Published: May 08, 2018
Lamar Wayman is an athlete. He played football, basketball, tee-ball, and practiced karate.
But at age eight, Lamar was diagnosed with a cancerous tumor on his spinal cord and a cyst on his brain stem. In August 2017, he was admitted to Nemours/Alfred I. duPont Hospital for Children and underwent two major surgeries in just two days to remove both the spinal cord tumor and brain stem cyst. Life changed for the Wayman family.
“One of my biggest fears when the doctors told me my son would be in a wheelchair was transportation,” Apryl Monroe-Wayman says, “My grandmother helps take Lamar to appointments but she isn’t able to lift a wheelchair.”
After Lamar’s surgery, he stayed as inpatient at the hospital for 81 days with a demanding schedule of rehabilitation seven days a week. Now nine years old, he is doing CORP (Comprehensive Outpatient Rehabilitation Program) five days a week and staying at the Ronald McDonald House with his mom. The Waymans are from Dover, Delaware, well over an hour from the hospital. With such an intensive schedule of therapy, Apryl shares “I don’t believe Lamar would be as successful in his progression since his surgery if it weren’t for the House.”
The family has adapted quickly during their stay at the House, finding help in many places. Our volunteer van drivers and wheelchair accessible van have helped calm April’s concerns about transportation, and the family has made many new friends, while also finding a welcoming environment to host old friends. Lamar has a huge support system made of friends and family who often visit at the Ronald McDonald House, including members of their church “Power in Praise Ministries.” Pastor Bishop Carlos Cannon Sr. and his wife LeFeisha Cannon, who are also Lamar’s godparents, lead this supportive group.

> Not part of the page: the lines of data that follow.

PR #1477, opened 2024-06-05
Remove passing exception as args to super in APIError

mike-flowers-airbnb:
First, thanks for this tool!

We have a pipeline where exceptions from packages such as `gspread` are pickled and stored for further processing. Unfortunately, the `APIError` exception is not able to be unpickled as the args it passed to the `Exception` super are different from what is passed into the exception itself.

The sample test extension exposes this error as seen below:
```
    def __init__(self, response: Response):
        super().__init__(self._extract_error(response))
        self.response: Response = response
>       self.error: Mapping[str, Any] = response.json()["error"]
E       AttributeError: 'dict' object has no attribute 'json'

gspread/exceptions.py:45: AttributeError
```

This PR ultimately only replaces the extracted error with the raw response passed to the kwargs. Given that `__str__` and `__repr__` are overloaded and all other usage of this exception use the other members, there is no visible impact from this change.

### DIFF
--- a/tests/worksheet_test.py
+++ b/tests/worksheet_test.py
@@ -1915,5 +1915,7 @@ class WorksheetTest(GspreadTest):
         with self.assertRaises(APIError) as ex:
             sheet.update(values="X", range_name="A1")
 
-        # Ensure that the exception is able to be pickled
-        pickle.loads(pickle.dumps(ex.exception))  # nosec
+        # Ensure that the exception is able to be pickled and unpickled
+        # Further ensure we are able to access the exception's properties after pickling
+        reloaded_exception = pickle.loads(pickle.dumps(ex.exception))  # nosec
+        self.assertEqual(reloaded_exception.args[0]["status"], "INVALID_ARGUMENT")
--- a/tests/worksheet_test.py
+++ b/tests/worksheet_test.py
@@ -1,4 +1,5 @@
 import itertools
+import pickle
 import random
 import re
 from inspect import signature
@@ -1911,4 +1912,8 @@ class WorksheetTest(GspreadTest):
             {"spreadsheetId": self.spreadsheet.id, "replies": [{}]},
         )
 
-        self.assertRaises(APIError, sheet.update, values="X", range_name="A1")
+        with self.assertRaises(APIError) as ex:
+            sheet.update(values="X", range_name="A1")
+
+        # Ensure that the exception is able to be pickled
+        pickle.loads(pickle.dumps(ex.exception))
--- a/tests/worksheet_test.py
+++ b/tests/worksheet_test.py
@@ -1,5 +1,5 @@
 import itertools
-import pickle
+import pickle  # nosec
 import random
 import re
 from inspect import signature
@@ -1916,4 +1916,4 @@ class WorksheetTest(GspreadTest):
             sheet.update(values="X", range_name="A1")
 
         # Ensure that the exception is able to be pickled
-        pickle.loads(pickle.dumps(ex.exception))
+        pickle.loads(pickle.dumps(ex.exception))  # nosec
--- a/gspread/exceptions.py
+++ b/gspread/exceptions.py
@@ -40,9 +40,10 @@ class APIError(GSpreadException):
     such as when we attempt to retrieve things that don't exist."""
 
     def __init__(self, response: Response):
-        super().__init__(response)
+        error = dict(response.json()["error"])
+        super().__init__(error)
         self.response: Response = response
-        self.error: Mapping[str, Any] = response.json()["error"]
+        self.error: Mapping[str, Any] = error
         self.code: int = self.error["code"]
 
     def __str__(self) -> str:
@@ -52,6 +53,9 @@ class APIError(GSpreadException):
 
     def __repr__(self) -> str:
         return self.__str__()
+
+    def __reduce__(self) -> tuple:
+        return self.__class__, (self.response,)
 
 
 class SpreadsheetNotFound(GSpreadException):
--- a/gspread/exceptions.py
+++ b/gspread/exceptions.py
@@ -40,7 +40,7 @@ class APIError(GSpreadException):
     such as when we attempt to retrieve things that don't exist."""
 
     def __init__(self, response: Response):
-        super().__init__(self._extract_error(response))
+        super().__init__(response)
         self.response: Response = response
         self.error: Mapping[str, Any] = response.json()["error"]
         self.code: int = self.error["code"]
--- a/gspread/exceptions.py
+++ b/gspread/exceptions.py
@@ -6,7 +6,7 @@ Exceptions used in gspread.
 
 """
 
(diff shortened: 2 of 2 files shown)


alifeee:
The lint is failing for unrelated reasons. Please bear with us while #1478 is solved :)

lavigne958:
Hi @mike-flowers-airbnb thank you for this improvement!

I need to run a couple of tests first.

As you remove the use of the function `extract_error` and we already extract it in the response object just below could you please remove the method `extract_error` please ?

mike-flowers-airbnb:
> Hi @mike-flowers-airbnb thank you for this improvement!
> 
> I need to run a couple of tests first.
> 
> As you remove the use of the function `extract_error` and we already extract it in the response object just below could you please remove the method `extract_error` please ?

Sure thing, removed the obsolete function

lavigne958:
@mike-flowers-airbnb problem should be solved now, please rebase your branch on laster commit on master branch in order to pass the CI.

mike-flowers-airbnb:
✅ Done , thanks!

lavigne958 (changes requested):
Hi I ran som regression tests. I found an issue in the current design:

- current a user is allowed to do something like this:
```python
try:
    sheet = file.del_worksheet_by_id(112341462553536987)
except gspread.exceptions.APIError as e:
    pprint(e.args[0]["status"])
```

In our current code base, this will return:
- the first argument passed to the `Exception` parent class
- this argument is a `dict`, so it will look for the key `code` in this `dict`.
- This returns the error status returned by the API.


With your current implementation we face the following error with the above code:
```
  File "/..../exception_test.py", line 10, in <module>
    print(e.args[0]["code"])
TypeError: 'Response' object is not subscriptable
```

This is because the first argument passed to the `Exception` parent class is no longer a dict but a `Response` object.

I tried the below code that would allow us to make the changes **and** keep the old behavior and prevent regression.

```python
class APIError(GSpreadException):
    """Errors coming from the API itself,
    such as when we attempt to retrieve things that don't exist."""

    def __init__(self, response: Response):
        super().__init__(response)
        self.response: Response = response
        self.error: Mapping[str, Any] = response.json()["error"]
        self.code: int = self.error["code"]

    @property
    def args(self):
        return [dict(self.error)]
```

the above `@property` on `args` will allow us to catch anyone trying to access the `args` attribute and return the error object as a dict.

@alifeee  what do you think of this _workaround_ ? 

apart from that, which could introduce a breaking change, I am fine with the changes.

mike-flowers-airbnb:
Appreciate the callout here @lavigne958 . Definitely don't want to be breaking exception catch flows.

I did some searching and found that there is actually a proper form to expose the ability for pickling to work when args don't match. I had incorrectly assumed that args were *supposed* to match the underlying `Exception` args, but it looks like there is a built-in capability to support this scenario by using [__reduce__](https://docs.python.org/3/library/pickle.html#object.__reduce__). If there's no objections, I'd propose that we use this instead as it will achieve the desired effect while not tampering with other lower-level functionality. Let me know what you think.

lavigne958:
> Appreciate the callout here @lavigne958 . Definitely don't want to be breaking exception catch flows.
> 
> I did some searching and found that there is actually a proper form to expose the ability for pickling to work when args don't match. I had incorrectly assumed that args were _supposed_ to match the underlying `Exception` args, but it looks like there is a built-in capability to support this scenario by using [**reduce**](https://docs.python.org/3/library/pickle.html#object.__reduce__). If there's no objections, I'd propose that we use this instead as it will achieve the desired effect while not tampering with other lower-level functionality. Let me know what you think.

that's a great news, if I understand correctly your point, you don't need these changes anymore from gspread right ?
If yes, then I'll be keen on making the changes your propose, but in the next major release so we can introduce the breaking change with a proper warning and users can adjust themselves. 

let me know if that's ok with you and I'll put your issue in the next major release milestone.

mike-flowers-airbnb:
Sorry I mean that I can change this PR so that the exception implements `__reduce__` and no compatibility will be lost while also introducing new pickling support. Let me add this in real quick to show.

mike-flowers-airbnb:
I just pushed a new commit to implement it. You'll notice that the `args` property is now completely backwards compatible and the exception is able to be properly pickled/unpickled. I also extended the existing test to include your regression test. LMK your thoughts.

lavigne958:
> I just pushed a new commit to implement it. You'll notice that the `args` property is now completely backwards compatible and the exception is able to be properly pickled/unpickled. I also extended the existing test to include your regression test. Let me know your thoughts, thanks.

thank you for the prompt reply, I'll have a look and test it. looks qiet good to me !

mike-flowers-airbnb:
@lavigne958 , hey there, just checking in to see if anything else is needed for this PR. Thanks.

lavigne958:
> @lavigne958 , hey there, just checking in to see if anything else is needed for this PR. Thanks.

Hi so far what is mostly needed is "time", I didn't have any time recently to take a look. 

With the coming days I will have more time to take a look at it. 

Sorry for the delay.

mike-flowers-airbnb:
> > @lavigne958 , hey there, just checking in to see if anything else is needed for this PR. Thanks.
> 
> Hi so far what is mostly needed is "time", I didn't have any time recently to take a look.
> 
> With the coming days I will have more time to take a look at it.
> 
> Sorry for the delay.

No worries, definitely understand, thanks for the update!

tests/worksheet_test.py
```diff
@@ -1911,4 +1912,10 @@ def test_add_validation(self):
...
         )
 
-        self.assertRaises(APIError, sheet.update, values="X", range_name="A1")
+        with self.assertRaises(APIError) as ex:
+            sheet.update(values="X", range_name="A1")
+
+        # Ensure that the exception is able to be pickled and unpickled
+        # Further ensure we are able to access the exception's properties after pickling
+        reloaded_exception = pickle.loads(pickle.dumps(ex.exception))  # nosec
+        self.assertEqual(reloaded_exception.args[0]["status"], "INVALID_ARGUMENT")
```
lavigne958, line 1921: don't you need to indent this part of the code so it's under the `with` statement, otherwise you argument `ex` is not reliably accessible after the `with` statement exists ?

lavigne958 (commented):
looks good to me, with regression test as extra ! thank you.
Only a small detail about the indentation just in case then: looks good to merge

tests/worksheet_test.py
mike-flowers-airbnb: Nah, the context object `ex` remains populated after the with and the code execution actually stops inside the `with` block after the `sheet.update` as it raises the error.
See [official docs](https://docs.python.org/3/library/unittest.html#unittest.TestCase.assertRaises) for their example on this which is what I'm following.

lavigne958: Alright to me.

lavigne958 (approved):
LGTM

alifeee (approved):

PR #1481, opened 2024-06-13
ignore jinja CVE

### LINKED ISSUE #1478: lint failure
The linting is failing now

<https://github.com/burnash/gspread/actions>

What has changed? I am not sure.

Here is a working workflow <https://github.com/burnash/gspread/actions/runs/9259695428/job/25472114091>

[working.txt](https://github.com/user-attachments/files/15746025/working.txt)

Here is a broken one <https://github.com/burnash/gspread/actions/runs/9259695827/job/25472115123>

[workingnot.txt](https://github.com/user-attachments/files/15746026/workingnot.txt)

I don't see a big difference in the lint step

image

This requires more investigating.

lavigne958:
fix CI by skiping unwanted CVE report.
fix CI by updating typing on google auth library

closes #1478

### DIFF
--- a/.github/workflows/main.yaml
+++ b/.github/workflows/main.yaml
@@ -30,6 +30,6 @@ jobs:
       - run: tox -e lint
       - run: tox -e py
       - run: shopt -s globstar && pyupgrade --py3-only **/*.py # --py36-plus
-      - run: safety check -i 42559 -i 62044 -i 67599 # pip version issue, we don't care about it, we don't ship it
+      - run: safety check -i 42559 -i 62044 -i 67599 -i 70612 # pip version issue, we don't care about it, we don't ship it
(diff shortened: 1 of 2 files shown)


lavigne958:
pushed force to update commit message

alifeee:
is `safety check` worth using if we ignore it every time?

alifeee (approved):

lavigne958:
> is `safety check` worth using if we ignore it every time?

it is for other matters, mostly for the google API we use, its current version being used and other potential libraries like `requests` etc.
for sure our use of it is very very limited and we could remove it, I'm fine with it. 

May be let's find-out online what it really brings, and if we remove it what do we risk ? based on that we'll decide if we remove it

PR #1487, opened 2024-06-24
Added a range option to `Worksheet.get_notes` [Issue #1482]

### LINKED ISSUE #1482: get_notes from a range
I think get_notes would be more useful if if could be applied to a range in addition to a worksheet.

muddi900:
Fixes #1482


alifeee:
hi! thanks for the change! your code was all good, but the test cassette was breaking things. This is common, and what I usually do is completely delete the JSON test cassette and re-create it, effectively running:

The Waymans’ journey is teaching them many things. “I’ve learned so much from other families and appreciate that Lamar has the opportunity to see different children who are all going through different struggles,” says Apryl. She says she has also learned patience, and that she is not going through this alone. “There are people willing to help. People come and cook meals, taking time away from their own families; that means so much.” Now, the Waymans are extending that kindness, often sticking around after dinner, inviting other families to play games at the table with them.
Lamar’s favorite part about the House? “Eating!” He says. He especially enjoys the ice cream socials hosted by volunteer groups.
As Lamar’s journey to recovery continues, his family hopes he will continue to progress and “become the young man that God has planned for him to become. We hope that he will be able to walk again and that he can return to playing sports.”
Lamar is certainly still an athlete. He and his friend Isa did not one, but TWO very competitive wheelchair races down our hallway last week. There was lots of laughter.